Com dosagens elevadas de coagulante metálico, e pH ideal, ocorre uma precipitação maciça de hidróxidos, como Al(OH)₃ ou Fe(OH)₃, que "varre" os coloides ao longo da sedimentação, aprisionando-os na estrutura do precipitado. Os flocos formados são grandes, densos e com alta velocidade de sedimentação.


Coagulantes: Sulfato de Alumínio, PAC, Cloreto Férrico, entre outros. Pode ser necessária a aplicação de alcalinizantes para ajuste de pH, como Cal ou Barrilha.


3. ADSORÇÃO E FORMAÇÃO DE PONTES


Polímeros de cadeia longa são adsorvidos simultaneamente por duas ou mais partículas coloidais, formando "pontes" que as interligam. O entrelaçamento dessas pontes resulta em flocos maiores e mais resistentes, adequados para remoção por decantação.


Coagulantes: Polímeros sintéticos (catiônicos, aniônicos ou não-iônicos), geralmente aplicados como auxiliares de coagulação, e polímeros naturais.


4. COMPRESSÃO DA DUPLA CAMADA ELÉTRICA


Cada partícula coloidal é envolvida por uma dupla camada de íons: uma camada interna compacta (Stern) e uma camada difusa externa.
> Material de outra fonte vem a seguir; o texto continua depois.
Issue #985, opened 2020-05-01
Auto rebalancer state assignment logic triggers extra top state transitions.


jiajunwang:
1. The current states are: [N1:M, N2:S, N3,S]
2. The desired states are: [N4:M, N2:S, N1:S]
3. Due to the sorting logic based on current states, we will have a transient preference list ordered like: [N2, N1, N4]. In which case, the controller will assign master to N2 before N4 has a slave state replica.
4. When N4 finishes the Offline to Slave transition, the same sorting logic will sort the preference list to be: [N4, N2, N1]. Then we have another mastership handoff.
We don't want step 3. But only the state transition in step 4.

PR #986, opened 2020-05-01
Adjust the auto rebalancer state assignment logic to reduce top state transition.

jiajunwang:
### Issues

#985

### Description

The old state assignment logic assign the states to selected nodes according to the priority of the current replica state that is on the instance. Moreover, the sorting algorithm is designed to prioritize both current topstate and current secondary states equally. The result is that we will have premature mastership handoff to a current seconardy state host before the real desired master host is ready. For example,
1. The current states are: [N1:M, N2:S, N3,S]
2. The desired states are: [N4:M, N2:S, N1:S]
3. Due to the sorting logic based on current states, we will have a transient preference list ordered like: [N2, N1, N4]. In which case, the controller will assign master to N2 before N4 has a slave state replica.
4. When N4 finishes the Offline to Slave transition, the same sorting logic will sort the preference list to be: [N4, N2, N1]. Then we have another mastership handoff.
To be clear, we don't want step 3. But only the state transition in step 4.

In this PR, we refactor the sorting logic so that it will only move the master whenever the candidate has a "ready" state replica, in which case, only one mastership handoff happens.

### Tests

Add the test scenario to TestAbstractRebalancer.

[INFO] Results:
[INFO] 
[ERROR] Failures: 
[ERROR]   TestWorkflowTimeout.testWorkflowTimeoutWhenWorkflowCompleted:116 expected:<true> but was:<false>
[INFO] 
[INFO] 
[INFO] BUILD FAILURE
[INFO] Total time: 01:21 h
[INFO] Finished at: 2020-04-30T23:30:07-07:00

Rerun:
[INFO] Tests run: 7, Failures: 0, Errors: 0, Skipped: 0, Time elapsed: 30.931 s - in TestSuite
[INFO] 
[INFO] Results:
[INFO] 
[INFO] Tests run: 7, Failures: 0, Errors: 0, Skipped: 0
[INFO] 
[INFO] BUILD SUCCESS
[INFO] Total time: 37.212 s
[INFO] Finished at: 2020-04-30T23:32:13-07:00

### Commits

### Documentation (Optional)

### Code Quality

### DIFF
--- a/helix-core/src/main/java/org/apache/helix/controller/rebalancer/AbstractRebalancer.java
+++ b/helix-core/src/main/java/org/apache/helix/controller/rebalancer/AbstractRebalancer.java
@@ -305,45 +305,60 @@ public abstract class AbstractRebalancer<T extends BaseControllerDataProvider> i
     Set<String> liveAndEnabled = new HashSet<>(liveInstances);
     liveAndEnabled.removeAll(disabledInstancesForPartition);
 
-    for (String state : statesPriorityList) {
-      // Use the the specially ordered preferenceList for choosing instance for top state.
-      if (state.equals(statesPriorityList.get(0))) {
-        List<String> preferenceListForTopState = new ArrayList<>(preferenceList);
-        Collections.sort(preferenceListForTopState,
-            new TopStatePreferenceListComparator(currentStateMap, stateModelDef));
-        preferenceList = preferenceListForTopState;
-      }
+    // Sort the instances based on replicas' state priority in the current state
+    List<String> sortedPreferenceList = new ArrayList<>(preferenceList);
+    sortedPreferenceList.sort(new StatePriorityComparator(currentStateMap, stateModelDef));
 
+    // Assign the state to the instances that appear in the preference list.
+    for (String state : statesPriorityList) {
       int stateCount =
           getStateCount(state, stateModelDef, liveAndEnabled.size(), preferenceList.size());
       for (String instance : preferenceList) {
         if (stateCount <= 0) {
-          break;
+          break; // continue assigning for the next state
         }
-        if (!assigned.contains(instance) && liveAndEnabled.contains(instance)) {
-          if (HelixDefinedState.ERROR.toString().equals(currentStateMap.get(instance))) {
-            bestPossibleStateMap.put(instance, HelixDefinedState.ERROR.toString());
-          } else {
-            bestPossibleStateMap.put(instance, state);
-            stateCount--;
+        if (assigned.contains(instance) || !liveAndEnabled.contains(instance)) {
+          continue; // continue checking for the next available instance
+        }
+        String proposedInstance = instance;
+        // Additional check and alternate the assignment for reducing top state handoff.
+        if (state.equals(stateModelDef.getTopState()) && !stateModelDef.getSecondTopStates()
+            .contains(currentStateMap.getOrDefault(instance, stateModelDef.getInitialState()))) {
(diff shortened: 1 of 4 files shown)


helix-core/src/main/java/org/apache/helix/controller/rebalancer/AbstractRebalancer.java
```diff
@@ -305,45 +305,60 @@ public static int getStateCount(String state, StateModelDefinition stateModelDef
...
         }
-        if (!assigned.contains(instance) && liveAndEnabled.contains(instance)) {
-          if (HelixDefinedState.ERROR.toString().equals(currentStateMap.get(instance))) {
-            bestPossibleStateMap.put(instance, HelixDefinedState.ERROR.toString());
-          } else {
-            bestPossibleStateMap.put(instance, state);
-            stateCount--;
+        String proposedInstance = instance;
+        // Additional check and alternate the assignment for reducing top state handoff.
+        if (state.equals(stateModelDef.getTopState()) && !stateModelDef.getSecondTopStates()
```
dasahcc, line 325: I think you already sorted the preference list based on the state. Why not just replace the looping of preference list with the sorted list but add this logic?

This logic makes two order of preference list intersected each other that logic is not very clear.

jiajunwang: I thought about it. But even I move this logic to the sorting logic, the sorting itself will be comparing one list with 2 logics. This interesting trick is just moved to another place. I don't have a way to eliminate it for now.
Then why I want to put it here instead of the sorting logic? Because the sorting logic is away from this business logic block. That would be even harder for me to reason even with comments.Put it here, I

jiajunwang: Please consider this as a skiplist type design/implementation.

dasahcc: I see you point. Purely relies on sorting is fine because the previous author use it in wrong way. We suppose to sort it before looping. 

Anyway, I am OK to keep the current behavior. But can you add a TODO here. To remind that we can refactor the logic based on sorting with comprehensive test in the future?

jiajunwang: Not exactly. Actually, I don't agree this is a TODO work to put everything in a sorting method. That is just an alternative design, and I don't think it is cleaner than the current one.
Considering the proposed universal sorting method, it is actually merging 2 orders (preference list order and the current state order). However, there is no clear way to define the priority score.
Note the logic here is that if the node is not on secondary state or above but it is attempted to be a master, we should find alternatives according to the current state order.
This logic cannot be done with only the 2 orders. We have to know the proposed states assignment. For example, how many top states and where to assign based on the preference state.
Give this, to merging the sort in one method (instead of the current design), we will need to:
1. propose a state assignment based on the preference list
2. input this proposed state mapping as one additional input to the sorting method, and then sort accordingly.
3. calculate another state assignment based on the re-sorted list.

It seems more confusing and slower than the current design.

dasahcc: Hmm. The sorting logic could be complicated. Alright, let's revisit the logic if it requires refactoring later.

jiajunwang:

Essa estrutura gera o potencial zeta, que mede a intensidade da repulsão entre partículas. Ao adicionar eletrólitos à água, os contra-íons (cátions, se a partícula possuir carga negativa) comprimem essa camada difusa, reduzindo o potencial zeta e permitindo a aproximação das partículas.


Coagulantes: Sais metálicos, como Sulfato de Alumínio e Cloreto Férrico, e eletrólitos simples, como Cloreto de Sódio ou Cálcio.


Na prática, os mecanismos raramente atuam de forma isolada. A dosagem de coagulante, o pH e as características da água bruta determinam qual mecanismo predomina. A construção do diagrama de coagulação é a ferramenta mais confiável para essa definição.